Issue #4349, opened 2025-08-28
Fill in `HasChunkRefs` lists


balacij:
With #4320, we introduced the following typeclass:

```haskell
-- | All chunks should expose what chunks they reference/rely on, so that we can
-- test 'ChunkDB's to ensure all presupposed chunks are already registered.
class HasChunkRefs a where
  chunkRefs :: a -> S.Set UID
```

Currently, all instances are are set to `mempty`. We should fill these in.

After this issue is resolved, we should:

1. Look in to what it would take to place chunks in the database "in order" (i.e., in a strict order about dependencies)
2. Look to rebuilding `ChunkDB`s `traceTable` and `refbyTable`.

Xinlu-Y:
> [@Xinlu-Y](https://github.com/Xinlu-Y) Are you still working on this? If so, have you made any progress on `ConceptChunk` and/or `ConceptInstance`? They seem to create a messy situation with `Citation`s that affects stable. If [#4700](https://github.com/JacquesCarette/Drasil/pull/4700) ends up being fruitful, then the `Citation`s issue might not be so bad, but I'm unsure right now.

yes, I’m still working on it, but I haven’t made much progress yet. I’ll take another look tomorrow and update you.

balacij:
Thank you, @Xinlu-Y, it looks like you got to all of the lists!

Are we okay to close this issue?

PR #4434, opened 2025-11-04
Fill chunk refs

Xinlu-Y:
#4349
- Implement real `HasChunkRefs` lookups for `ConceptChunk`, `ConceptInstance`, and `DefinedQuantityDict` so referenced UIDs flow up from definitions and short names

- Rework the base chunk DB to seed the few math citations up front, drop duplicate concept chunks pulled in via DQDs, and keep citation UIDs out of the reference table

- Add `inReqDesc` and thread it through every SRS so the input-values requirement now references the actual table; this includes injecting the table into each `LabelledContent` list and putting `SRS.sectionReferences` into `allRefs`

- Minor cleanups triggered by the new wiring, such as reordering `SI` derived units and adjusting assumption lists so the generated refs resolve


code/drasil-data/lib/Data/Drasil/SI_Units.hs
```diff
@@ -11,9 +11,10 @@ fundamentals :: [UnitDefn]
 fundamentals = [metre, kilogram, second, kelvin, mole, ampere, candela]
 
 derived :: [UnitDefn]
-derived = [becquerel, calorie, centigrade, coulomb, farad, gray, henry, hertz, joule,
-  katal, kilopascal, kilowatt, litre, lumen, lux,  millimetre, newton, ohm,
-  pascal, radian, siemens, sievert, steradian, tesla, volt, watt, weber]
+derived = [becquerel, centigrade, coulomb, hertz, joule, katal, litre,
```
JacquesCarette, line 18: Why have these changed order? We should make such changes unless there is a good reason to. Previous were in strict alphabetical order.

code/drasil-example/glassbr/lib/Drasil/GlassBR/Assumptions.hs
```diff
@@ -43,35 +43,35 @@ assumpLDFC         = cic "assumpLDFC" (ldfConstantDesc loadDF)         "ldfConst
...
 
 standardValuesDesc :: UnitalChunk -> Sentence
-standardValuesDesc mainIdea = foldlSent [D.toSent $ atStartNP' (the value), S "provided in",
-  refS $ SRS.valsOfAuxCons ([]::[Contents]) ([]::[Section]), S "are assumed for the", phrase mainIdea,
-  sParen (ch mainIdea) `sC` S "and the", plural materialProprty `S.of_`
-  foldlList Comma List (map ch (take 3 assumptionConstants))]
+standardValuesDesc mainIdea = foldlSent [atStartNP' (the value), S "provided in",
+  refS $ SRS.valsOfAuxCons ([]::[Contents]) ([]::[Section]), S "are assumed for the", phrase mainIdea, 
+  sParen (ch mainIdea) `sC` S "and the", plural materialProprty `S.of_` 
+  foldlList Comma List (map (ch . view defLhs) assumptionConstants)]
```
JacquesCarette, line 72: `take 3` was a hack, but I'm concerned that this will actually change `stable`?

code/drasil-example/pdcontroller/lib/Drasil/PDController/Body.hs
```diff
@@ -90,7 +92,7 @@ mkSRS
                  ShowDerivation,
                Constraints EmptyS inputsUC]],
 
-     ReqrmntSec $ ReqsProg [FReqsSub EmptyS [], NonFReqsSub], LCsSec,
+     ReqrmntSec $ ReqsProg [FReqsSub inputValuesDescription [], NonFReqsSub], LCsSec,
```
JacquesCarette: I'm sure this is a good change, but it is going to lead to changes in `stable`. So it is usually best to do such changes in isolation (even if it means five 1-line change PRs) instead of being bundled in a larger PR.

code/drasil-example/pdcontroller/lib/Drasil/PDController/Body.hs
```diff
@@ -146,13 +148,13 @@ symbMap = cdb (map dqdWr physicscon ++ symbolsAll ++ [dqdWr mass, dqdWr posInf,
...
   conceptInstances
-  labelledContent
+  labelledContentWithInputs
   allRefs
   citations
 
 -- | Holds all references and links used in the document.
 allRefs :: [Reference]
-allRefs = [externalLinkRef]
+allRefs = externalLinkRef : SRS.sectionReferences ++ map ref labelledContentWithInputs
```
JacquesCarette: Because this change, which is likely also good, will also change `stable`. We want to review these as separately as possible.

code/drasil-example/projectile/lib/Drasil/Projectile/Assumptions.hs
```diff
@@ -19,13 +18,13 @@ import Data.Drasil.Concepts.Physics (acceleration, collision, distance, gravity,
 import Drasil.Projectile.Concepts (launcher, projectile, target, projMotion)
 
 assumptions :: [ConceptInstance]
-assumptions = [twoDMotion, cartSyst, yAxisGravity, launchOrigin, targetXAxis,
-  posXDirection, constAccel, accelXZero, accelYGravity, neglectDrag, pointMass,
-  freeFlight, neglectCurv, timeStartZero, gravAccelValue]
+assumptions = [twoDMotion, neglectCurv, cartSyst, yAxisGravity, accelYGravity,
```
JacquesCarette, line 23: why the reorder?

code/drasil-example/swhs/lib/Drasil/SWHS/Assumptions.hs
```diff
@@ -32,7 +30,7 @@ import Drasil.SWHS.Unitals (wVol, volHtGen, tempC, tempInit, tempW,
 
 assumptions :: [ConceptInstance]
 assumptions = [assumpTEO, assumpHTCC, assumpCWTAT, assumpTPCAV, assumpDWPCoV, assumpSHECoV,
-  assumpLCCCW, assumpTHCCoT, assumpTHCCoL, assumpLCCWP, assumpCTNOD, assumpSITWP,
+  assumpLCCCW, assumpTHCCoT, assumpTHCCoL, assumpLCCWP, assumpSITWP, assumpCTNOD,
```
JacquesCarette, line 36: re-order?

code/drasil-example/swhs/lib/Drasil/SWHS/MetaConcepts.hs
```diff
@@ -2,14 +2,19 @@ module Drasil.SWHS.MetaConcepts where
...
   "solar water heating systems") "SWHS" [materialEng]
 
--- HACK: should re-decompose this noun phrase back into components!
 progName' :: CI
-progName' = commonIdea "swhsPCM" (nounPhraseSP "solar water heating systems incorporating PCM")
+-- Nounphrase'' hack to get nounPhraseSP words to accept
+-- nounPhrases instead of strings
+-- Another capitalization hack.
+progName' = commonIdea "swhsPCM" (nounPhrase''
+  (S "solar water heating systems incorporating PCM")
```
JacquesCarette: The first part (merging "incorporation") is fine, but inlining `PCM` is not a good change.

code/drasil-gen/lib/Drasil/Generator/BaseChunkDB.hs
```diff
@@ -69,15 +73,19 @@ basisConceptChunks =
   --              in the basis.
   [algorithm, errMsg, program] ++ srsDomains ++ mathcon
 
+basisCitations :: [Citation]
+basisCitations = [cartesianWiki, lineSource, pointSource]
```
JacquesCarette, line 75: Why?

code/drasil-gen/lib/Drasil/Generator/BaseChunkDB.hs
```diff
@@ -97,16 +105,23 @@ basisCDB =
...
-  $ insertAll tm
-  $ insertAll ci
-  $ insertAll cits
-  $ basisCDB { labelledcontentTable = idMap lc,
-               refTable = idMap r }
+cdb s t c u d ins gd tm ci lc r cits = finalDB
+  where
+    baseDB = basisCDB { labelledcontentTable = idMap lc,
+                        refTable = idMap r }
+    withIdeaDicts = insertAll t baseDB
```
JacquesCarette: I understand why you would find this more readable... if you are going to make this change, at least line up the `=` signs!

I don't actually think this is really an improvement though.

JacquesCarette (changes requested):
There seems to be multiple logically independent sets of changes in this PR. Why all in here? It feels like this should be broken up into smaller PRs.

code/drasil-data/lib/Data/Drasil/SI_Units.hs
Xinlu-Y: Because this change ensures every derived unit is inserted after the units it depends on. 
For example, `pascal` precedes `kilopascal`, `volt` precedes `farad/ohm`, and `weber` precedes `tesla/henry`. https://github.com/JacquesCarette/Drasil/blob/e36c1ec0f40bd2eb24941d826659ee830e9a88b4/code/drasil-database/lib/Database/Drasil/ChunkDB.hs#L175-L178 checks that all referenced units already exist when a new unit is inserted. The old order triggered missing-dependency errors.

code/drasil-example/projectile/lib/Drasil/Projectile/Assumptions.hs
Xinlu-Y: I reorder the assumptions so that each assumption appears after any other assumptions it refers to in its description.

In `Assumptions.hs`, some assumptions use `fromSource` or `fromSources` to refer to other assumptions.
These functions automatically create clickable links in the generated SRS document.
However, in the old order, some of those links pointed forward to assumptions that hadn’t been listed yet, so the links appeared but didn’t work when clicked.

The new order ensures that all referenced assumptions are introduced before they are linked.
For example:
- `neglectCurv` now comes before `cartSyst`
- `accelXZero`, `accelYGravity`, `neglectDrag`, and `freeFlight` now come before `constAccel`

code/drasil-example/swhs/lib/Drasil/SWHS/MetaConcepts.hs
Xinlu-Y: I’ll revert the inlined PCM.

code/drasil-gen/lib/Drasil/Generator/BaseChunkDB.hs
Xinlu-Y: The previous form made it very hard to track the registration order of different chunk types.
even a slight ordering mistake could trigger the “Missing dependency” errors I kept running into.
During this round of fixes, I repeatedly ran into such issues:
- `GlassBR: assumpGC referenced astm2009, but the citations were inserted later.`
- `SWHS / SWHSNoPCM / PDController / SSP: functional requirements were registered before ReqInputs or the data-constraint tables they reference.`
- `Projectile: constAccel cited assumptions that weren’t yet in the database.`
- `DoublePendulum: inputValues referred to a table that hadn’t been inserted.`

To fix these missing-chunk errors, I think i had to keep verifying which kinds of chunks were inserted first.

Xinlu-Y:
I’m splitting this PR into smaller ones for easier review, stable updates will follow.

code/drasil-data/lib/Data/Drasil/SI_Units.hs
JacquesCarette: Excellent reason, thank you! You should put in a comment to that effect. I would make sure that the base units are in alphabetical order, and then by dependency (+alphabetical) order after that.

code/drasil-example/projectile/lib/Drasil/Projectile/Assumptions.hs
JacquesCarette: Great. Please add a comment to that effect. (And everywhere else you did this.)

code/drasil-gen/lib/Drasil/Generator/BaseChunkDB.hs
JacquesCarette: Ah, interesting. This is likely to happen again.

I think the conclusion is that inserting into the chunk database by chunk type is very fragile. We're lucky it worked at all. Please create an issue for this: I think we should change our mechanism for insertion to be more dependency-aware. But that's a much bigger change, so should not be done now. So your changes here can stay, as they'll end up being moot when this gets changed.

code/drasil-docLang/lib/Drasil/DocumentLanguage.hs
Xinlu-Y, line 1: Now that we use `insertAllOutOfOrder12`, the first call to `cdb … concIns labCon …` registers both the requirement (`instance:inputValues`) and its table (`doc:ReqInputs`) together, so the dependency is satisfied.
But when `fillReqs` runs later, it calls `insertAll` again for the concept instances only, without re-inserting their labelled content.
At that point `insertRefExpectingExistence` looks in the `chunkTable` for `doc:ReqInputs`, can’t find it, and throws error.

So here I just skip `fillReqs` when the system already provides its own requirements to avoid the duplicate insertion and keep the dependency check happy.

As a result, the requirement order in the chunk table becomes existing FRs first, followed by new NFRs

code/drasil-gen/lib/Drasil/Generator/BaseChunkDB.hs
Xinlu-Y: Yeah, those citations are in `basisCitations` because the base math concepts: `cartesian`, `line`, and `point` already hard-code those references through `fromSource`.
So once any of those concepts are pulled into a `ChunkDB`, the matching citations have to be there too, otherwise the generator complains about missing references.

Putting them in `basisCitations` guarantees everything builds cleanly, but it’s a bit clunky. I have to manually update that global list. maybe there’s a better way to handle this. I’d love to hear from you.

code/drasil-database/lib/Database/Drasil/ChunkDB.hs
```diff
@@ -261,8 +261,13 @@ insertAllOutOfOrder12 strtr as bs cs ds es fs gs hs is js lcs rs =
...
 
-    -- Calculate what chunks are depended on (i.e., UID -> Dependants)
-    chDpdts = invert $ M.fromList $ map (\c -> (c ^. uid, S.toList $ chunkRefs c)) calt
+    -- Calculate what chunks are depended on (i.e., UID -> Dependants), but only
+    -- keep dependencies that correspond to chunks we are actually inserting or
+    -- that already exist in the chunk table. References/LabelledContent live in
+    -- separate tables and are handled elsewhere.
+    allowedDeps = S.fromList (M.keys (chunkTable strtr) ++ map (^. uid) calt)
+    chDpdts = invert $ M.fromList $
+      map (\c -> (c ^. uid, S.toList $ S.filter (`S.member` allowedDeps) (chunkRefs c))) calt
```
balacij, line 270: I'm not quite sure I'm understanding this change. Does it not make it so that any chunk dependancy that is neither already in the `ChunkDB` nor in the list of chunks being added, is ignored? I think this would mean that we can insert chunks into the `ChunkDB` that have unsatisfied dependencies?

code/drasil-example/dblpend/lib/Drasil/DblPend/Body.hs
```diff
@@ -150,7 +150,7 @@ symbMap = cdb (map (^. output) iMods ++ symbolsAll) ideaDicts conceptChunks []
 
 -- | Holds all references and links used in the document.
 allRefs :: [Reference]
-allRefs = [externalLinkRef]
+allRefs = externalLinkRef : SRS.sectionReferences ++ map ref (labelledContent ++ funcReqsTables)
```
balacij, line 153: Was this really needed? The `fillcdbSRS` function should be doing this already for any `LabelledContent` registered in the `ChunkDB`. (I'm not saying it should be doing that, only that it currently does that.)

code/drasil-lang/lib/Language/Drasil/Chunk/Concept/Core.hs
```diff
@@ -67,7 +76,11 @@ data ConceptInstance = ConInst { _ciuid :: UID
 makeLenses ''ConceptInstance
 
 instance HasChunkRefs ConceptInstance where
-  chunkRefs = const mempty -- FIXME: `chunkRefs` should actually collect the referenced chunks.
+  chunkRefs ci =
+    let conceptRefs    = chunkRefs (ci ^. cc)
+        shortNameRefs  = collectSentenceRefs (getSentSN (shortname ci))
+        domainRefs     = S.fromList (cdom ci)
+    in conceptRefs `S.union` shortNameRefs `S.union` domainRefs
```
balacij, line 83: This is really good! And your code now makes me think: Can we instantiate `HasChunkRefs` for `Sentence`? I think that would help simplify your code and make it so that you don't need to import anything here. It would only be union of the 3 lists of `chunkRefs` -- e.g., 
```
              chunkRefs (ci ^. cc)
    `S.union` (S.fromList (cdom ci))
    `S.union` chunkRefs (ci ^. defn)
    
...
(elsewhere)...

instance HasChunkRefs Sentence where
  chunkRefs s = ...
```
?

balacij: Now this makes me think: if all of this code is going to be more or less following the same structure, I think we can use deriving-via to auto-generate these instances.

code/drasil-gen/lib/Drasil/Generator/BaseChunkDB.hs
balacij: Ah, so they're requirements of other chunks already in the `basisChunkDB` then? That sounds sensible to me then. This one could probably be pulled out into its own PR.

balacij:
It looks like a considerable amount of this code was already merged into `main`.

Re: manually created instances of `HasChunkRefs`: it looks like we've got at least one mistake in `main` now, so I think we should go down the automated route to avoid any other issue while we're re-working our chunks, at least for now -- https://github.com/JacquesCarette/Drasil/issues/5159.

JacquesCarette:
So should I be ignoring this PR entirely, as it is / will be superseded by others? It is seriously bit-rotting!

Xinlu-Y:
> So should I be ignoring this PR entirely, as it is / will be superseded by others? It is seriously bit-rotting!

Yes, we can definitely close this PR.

• Required work
The answer must consist of every line above that contains the word "standardValuesDesc".

• Output for this exercise
 standardValuesDesc :: UnitalChunk -> Sentence
-standardValuesDesc mainIdea = foldlSent [D.toSent $ atStartNP' (the value), S "provided in",
+standardValuesDesc mainIdea = foldlSent [atStartNP' (the value), S "provided in",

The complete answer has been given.